Discussion starter · #716 · (Edited)
Joe, any more update on your tank with Ni dosing with some pictures?
I'll post an update soon. In the process of setting up two new 20 longs in the back room (yay!!) so things have been a little chaotic lately.

As for the Ni, nothing much to report really. I couldnt tell much difference one way or the other for the first week and a half, then the whole Purigen thing happened. (This is a long drawn out discussion I wont try to copy it all here. Anyone interested can check out the last few pages of that thread)

Since removing the Purigen form all my filters things have really kicked up a notch. As I said in the other thread, either the nickel is soaking in and doing wonders, or the Purigen was having a negative effect on something.

Either way it's hard now to make any direct correlations from adding nickel, other than to say there's been no negative effects that I can tell dosing .5 ppb every day

Bump:
Interesting. I guess I haven't experienced that as I typically follow a topping then replant regimen with my stems. I hardly ever top more than once; twice at the most if I'm preparing for a competition photo shoot. The replanting gives me a good chance to clean out all the crap that's accumulated at the substrate and removes the older stem material. What was unintentionally old is new again?
Its easy for me to get lazy probably because I "re-home" so many plants. There's a tendency to just top things and leave all the stumps, rinse and repeat 3-4 weeks later, and again and again.

If not for that I would be a lot more meticulous with things, doing more like you said.
 
Since nickel has a +2 charge the Purigen may have been removing it from the water. It's normally selective for +1 materialss, but it won't say no to a +2 if it gets close enough. The reason it's more effective against organic compounds is they're big and get trapped more easily than the smaller metallic ions.
 
Discussion starter · #718 ·
Since nickel has a +2 charge the Purigen may have been removing it from the water. It's normally selective for +1 materialss, but it won't say no to a +2 if it gets close enough. The reason it's more effective against organic compounds is they're big and get trapped more easily than the smaller metallic ions.
Very interesting. What other micro elements do you think it might affect?
 
Burr nice explanation above about bio mass, and I couldn't agree with you more.

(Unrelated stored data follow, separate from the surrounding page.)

PR #558, opened 2019-04-27
Fix broken execution of tests on some Windows environments

### LINKED ISSUE #544: Failing "setup.py test" on develop branch after 3.1.1 in Windows
OS: Windows 7
Python: 3.6.1
Branch: develop
Commit: dd89de4974d.....

Description:
Windows doesn't like the changes between release-3.1.1 and referenced branch+commit above. 

Running "py -3 setup.py test" from the tip of branch "release-3.1.1" completes with an error on simplecyclic test which is fixed in PR #540 . The same exact command run on the above referenced branch+commit fails with the following. See image below.

image

I haven't tried to root-cause the issue yet. Appears one of the newly supported interfaces causes a hiccup.

felixdivo:
This fixes the non-standard usage of `__test__ = False` to exclude the base class from execution and uses a simple `del` statement instead. The `__test__` attribute was a Nose idiom (though supposedly supported by pytest 🤷‍♂️). But as we don't use Nose any more, this seems to be the better way!

Fixes #544. (@bhass1 could you verify this, since you can reproduce the error nicely?)

### DIFF
--- a/test/logformats_test.py
+++ b/test/logformats_test.py
@@ -43,9 +43,12 @@ class ReaderWriterTest(unittest.TestCase, ComparingMessagesTestCase):
     """Tests a pair of writer and reader by writing all data first and
     then reading all data and checking if they could be reconstructed
     correctly. Optionally writes some comments as well.
-    """
 
-    __test__ = False
+    .. note::
+        This class is prevented from being executed as a test
+        case itself by a *del* statement in at the end of the file.
+        (Source: `*Wojciech B.* on StackOverlfow <https://stackoverflow.com/a/22836015/3753684>`_)
+    """
 
     __metaclass__ = ABCMeta
 
@@ -318,8 +321,6 @@ class ReaderWriterTest(unittest.TestCase, ComparingMessagesTestCase):
 class TestAscFileFormat(ReaderWriterTest):
     """Tests can.ASCWriter and can.ASCReader"""
 
-    __test__ = True
-
     def _setup_instance(self):
         super(TestAscFileFormat, self)._setup_instance_helper(
             can.ASCWriter, can.ASCReader,
@@ -331,8 +332,6 @@ class TestAscFileFormat(ReaderWriterTest):
 
 class TestBlfFileFormat(ReaderWriterTest):
     """Tests can.BLFWriter and can.BLFReader"""
-
-    __test__ = True
 
     def _setup_instance(self):
         super(TestBlfFileFormat, self)._setup_instance_helper(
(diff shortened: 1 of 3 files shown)


felixdivo:
I also checked that the tests are actually executed. 😉

hardbyte:
Would it work to rename the base class to not include "test"?

felixdivo:
No, that does not suffice:

image

I think pytest looks for attributes of a module with `isinstance(the_thing, unittest.TestCase) == True`.

bhass1:
Testing now.. will check in shortly.

bhass1:
On commit: d68e5434c8e8aee13, with just the following change:
image
the when I execute `py -3 setup.py test` the testcases execute now:
image


One problem, the testcases are failing with errors on 4 of the testcases as shown above.

With the alias for pytest back in (so pytest is used), when I execute `py -3 setup.py test` I get the following output: 
image

There are some discrepancies...

felixdivo:
Okay, but that means that the `logformats_test.py` now works as intended. I applied the same patch to `test_scripts.py`. Also I found some smaller problems in other test files that raised warnings.

felixdivo:
I now think this might work, because the `CanScriptTest` is not executed as a standalone TestCase any more.

felixdivo:
@bhass1 Can you confirm that?

hardbyte:
Really appreciate you two getting to the bottom of this! 

I'm a bit uncomfortable with the `del` method (although I agree it is better than what we had!). @felixdivo  you're of course correct about inheriting from `unittest.TestCase`. Another approach is to use mixins which I think would be a cleaner approach here. 

I've used them with pytest test cases recently in another project:
https://github.com/data61/anonlink/blob/develop/tests/test_e2e.py#L29-L81

felixdivo:
I don't like the approach *that* much either, though I've made bad experiences with mixins in code that is used by many people. Maybe this would be another possibility: https://docs.pytest.org/en/latest/skipping.html#skip-all-test-functions-of-a-class-or-module

bhass1:
@felixdivo Looks fixed to me! 
Running `py -3 setup.py test` with the unittest module (comment out the alias in `setup.cfg` as before):
image

Running `py -3 setup.py test` with the pytest alias:
image

Not sure why pytest runs many fewer tests, but at least there aren't errors anymore.

felixdivo:
> Not sure why pytest runs many fewer tests

Strange, can you post the two console outputs so we can look why the number of tests is different?

@hardbyte I would merge this as is, but feel free to change the above bodge ;)

hardbyte:
I went to check this out myself on a Windows 10 laptop with Python 3.7 and I see a **lot** of failures. Looking at [AppVeyor](https://ci.appveyor.com/project/hardbyte/python-can/builds/24252632/job/ys2r5jy7kh6wocnm) we don't seem to be testing on Python 3:

```
pytest
============================= test session starts =============================
platform win32 -- Python 2.7.16, pytest-4.4.1, py-1.8.0, pluggy-0.9.0 -- c:\python27\python.exe
```

I'll open an issue to track fixing that.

Like you said, this is something that is not discussed often, but it has finally sunk in for me.

Just the other day, I dealt with a patch of Hygro Cory Compact. It was a group of nine plants that just grew into a big blob. Noticed it was loosing a few leaves, and some alga starting to form on the old growth. I pulled them all out, and split three of the plants into nine smaller ones. Within days they showed beautiful new growth.

And the mini limno and Lud. Sp. Red are two great examples. Once in a while you just need to yank them out and reduce the mass. In a few days they bounce back better than ever.

And I've said this before but it bears repeating. When some people see your tank, I know they must think boy that guy is lucky. He must have miracle gro coming right out of the tap (I know that's what I thought when I first came here!)

But when I see your tank, I see the results of someone who is working harder at it, and pays very close attention to detail. What you present doesn't happen by accident, and there is far more to it than most imagine.

And I agree, with all the discussion of lighting/ferts/Co2 etc, I've noticed that with most of the very successful planted tankers that I follow, good old fashioned elbow grease is also a key component, and not to be underestimated.
 
Discussion starter · #720 ·
Just the other day, I dealt with a patch of Hygro Cory Compact. It was a group of nine plants that just grew into a big blob. Noticed it was loosing a few leaves, and some alga starting to form on the old growth. I pulled them all out, and split three of the plants into nine smaller ones. Within days they showed beautiful new growth.
This is a perfect example. Many folks would start questioning their CO2 and ferts at this point, chasing endless phantoms in a perpetual game of whack-a-mole.

When a little attention to the plant itself is all that was ever needed.